Well it is now! It wasn't "over priced" until after AMD got ahold of it. :roll:

Pre-merger, ATI and NVIDIA were both largely headed in the same direction: leveraging the extreme parallel processing power that their GPUs had, for any and all applications that could benefit from it (mobile graphics, workstations, scientific calculations, etc.), as well as developing chipsets for the x86 market...Post-merger, the significant difference is AMD's x86 CPU IP and its manufacturing assets. Post-merger, the significant difference is AMD's x86 CPU IP and its manufacturing assets. The IP marriage is natural.
A lot of good it does them. With no fab assets to its name, NVIDIA is kicking AMD's ass all the way to its first billion dollar quarter, in all the areas that an AMD + ATI marriage of IP + fab is supposed to benefit AMD over NVIDIA and Intel. By the time AMD can execute something out of this 'natural marriage' (made in hell apparently) that isn't six months to one year behind the competition, NVIDIA will have plenty of time and cash to do whatever it wants in integrated SoC field. It already has SoC products which use proven ARM/MIPS processor cores.

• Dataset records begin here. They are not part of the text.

PR #17624, opened 2020-09-10
Implement RCons.setTitle() for Windows and add ?et command ##cons

trufae:
DO NOT SQUASH

**Detailed description**

there's a w32api for that

**Test plan**

requires humans

**Closing issues**

none registered, this api was not used anywhere

### DIFF
--- a/libr/cons/cons.c
+++ b/libr/cons/cons.c
@@ -1678,7 +1678,15 @@ R_API void r_cons_set_last_interactive(void) {
 
 R_API void r_cons_set_title(const char *str) {
 #if __WINDOWS__
+#  if defined(_UNICODE)
+	wchar_t* wstr = r_utf8_to_utf16_l (str, strlen (str));
+	if (wstr) {
+		SetConsoleTitleW (wstr);
+		R_FREE (wstr);
+	}
+#  else // defined(_UNICODE)
 	SetConsoleTitle (str);
+#  endif // defined(_UNICODE)
 #else
 	r_cons_printf ("\x1b]0;%s\007", str);
 #endif
--- a/libr/cons/cons.c
+++ b/libr/cons/cons.c
@@ -1010,7 +1010,7 @@ R_API void r_cons_print_fps (int col) {
 		if (diff < 0) {
 			fps = 0;
 		} else {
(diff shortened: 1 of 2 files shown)


libr/core/cmd_help.c
```diff
@@ -949,6 +949,9 @@ static int cmd_help(void *data, const char *input) {
 		break;
 	case 'e': // "?e" echo
 		switch (input[1]) {
+		case 't': // "?e=t newtitle"
```
ret2libc, line 952:
```suggestion
		case 't': // "?et newtitle"
```

ret2libc (approved):

wargio (approved):

libr/cons/cons.c
```diff
@@ -1677,7 +1677,11 @@ R_API void r_cons_set_last_interactive(void) {
 }
 
 R_API void r_cons_set_title(const char *str) {
+#if __WINDOWS__
+	SetConsoleTitle (str);
```
a1ext, line 1681: You have to use "wide" version of this API and you need to convert the input string. Actually it displays garbage (treats str as `wchar_t*`:
image

a1ext (changes requested):

libr/cons/cons.c
a1ext: I suggest it should look like:
```
#if __WINDOWS__
#  if defined(_UNICODE)
wchar_t* wstr = r_utf8_to_utf16_l(str, strlen(str));
if (wstr) {
    SetConsoleTitleW (wstr);
    R_FREE(wstr);
}
#  else // defined(_UNICODE)
SetConsoleTitle (str);
# endif
#endif // __WINDOWS__
```

trufae: applied your patch

a1ext: I have compiled your recent commit with the following meson command to turn on the unicode support:
`python sys\meson.py --shared --install --options "c_args=-D_UNICODE -DUNICODE"`

and it works well with utf8 console charset in default Windows terminal:
image

a1ext (approved):
👍

XVilka (approved):

PR #17627, opened 2020-09-10
Increase timeout for macos-clang-tests job

ret2libc:


ret2libc:
I have force-pushed this because it just increments the timeout of the macos job and the only way to test if it works is on master. On PRs everything runs smoothly so far, it's just on master that probably jobs go a bit slower due to more jobs running.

AMD may have an edge over NVIDIA in the mobile and embedded x86 market, but then embedded x86 has a VERY LONG way to go before it can rival the domination of ARM/MIPS/PPC. And on that front, AMD will have to compete with some formidable products being developed by an Intel firing on all cylinders as of late (e.g. Tolapai, Menlo, Montevina, Moorestown, etc). I don't see much coming from AMD to deal with Intel there, either.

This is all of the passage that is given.